6-element Vector{Vector{Vector{Float64}}}:
 [[0.29999999999999993, 0.19999999999999998, 0.1, 0.4], [0.29999999999999993, 0.19999999999999998, 0.1, 0.4]]
 [[0.3296242254116391, 0.6244490954320945, 0.03005940175537921, 0.015867277400887215], [0.13819660112501053, 0.3927050983124843, 0.2618033988749895, 0.2072949016875158]]
 [[0.33382612127177164, 0.5999011042230776, 0.06617387872822834, 9.889577692232744e-5], [0.33382612127177164, 0.5999011042230776, 0.06617387872822834, 9.889577692232744e-5]]
 [[0.46750946842846075, 0.4865638524152729, 0.03249053157153925, 0.013436147584727174], [0.46750946842846075, 0.4865638524152729, 0.03249053157153925, 0.013436147584727174]]
 [[0.3225948223531861, 0.6111324031416632, 0.043376094045810484, 0.02289668045934019], [0.17274575140626314, 0.3272542485937369, 0.32725424859373686, 0.17274575140626316]]
 [[0.9335790596597751, 0.00014816583507435547, 0.02049426118395861, 0.04577851332119207], [0.9335790596597751, 0.00014816583507435547, 0.02049426118395861, 0.04577851332119207]]

The nested vector preds contains $C(4,2) = 6$ combinations of attributes (ignoring order).

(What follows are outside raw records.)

PR #650, opened 2025-03-25
refactor(test): create utility ensure_async

mmtftr:
# Description

Implemented a new utility to be used across testing code.

### DIFF
--- a/core/src/test/common/mod.rs
+++ b/core/src/test/common/mod.rs
@@ -38,11 +38,56 @@ pub mod citrea;
 mod setup_utils;
 pub mod tx_utils;
 
-pub async fn ensure_async(
+/// Polls a closure until it returns true, or the timeout is reached. Exits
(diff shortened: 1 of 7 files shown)


core/src/test/common/mod.rs
```diff
@@ -36,6 +38,29 @@ pub mod citrea;
 mod setup_utils;
 pub mod tx_utils;
 
+pub async fn ensure_async(
```
ceyhunsen, line 41: Don't have any suggestions but we should have a better name and function documentation for this; Name doesn't ring a bell.

ceyhunsen (approved):

core/src/test/common/mod.rs
mmtftr: renamed and added docs

ekrembal (approved):

PR #14844, opened 2024-02-23
debounce requests to recalculate budget after updating count

toy:
Checked due to flaky test in modules/budgets/spec/features/budgets/update_budget_spec.rb. Problem was with the race of two requests (update to 0 then to value) triggered by fill_in in test. Debouncing will not only ensure test doesn't fail randomly, but also remove unnecessary requests in production.

Why simple operation of multiplying count by item cost requires a call to backend?


ulferts (approved):
Good improvement, @toy . I meant to add a debouncer myself but then forgot about it. Good that you did the cleanup here 👍

PR #14845, opened 2024-02-23
Introduce ManagedFolderIdentifier (and a dash of other stuff)

mereghost:
## What?

`ProjectStorage` has the need to identify the folder name of an AMPF enabled project and its location, which can differ from the name/path. To make matters worse both are provider dependent.

This PR aims to address this.

## How?

I introduced the `ManagedFolderIdentifier` namespace, with implementations named after the 2 storage providers we have.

As shown below, each sub-vector contains a flattened joint probability table, one for each order.

preds[1]

2-element Vector{Vector{Float64}}:
 [0.29999999999999993, 0.19999999999999998, 0.1, 0.4]
 [0.29999999999999993, 0.19999999999999998, 0.1, 0.4]

Three-way Tables

The code block below shows how to create all possible joint probability tables of dimensionality 3 by changing n_way=2 to n_way=3. In this example,there are $P(4,3) = 24$ joint probability tables (6 orders for each unique set of 3 attributes).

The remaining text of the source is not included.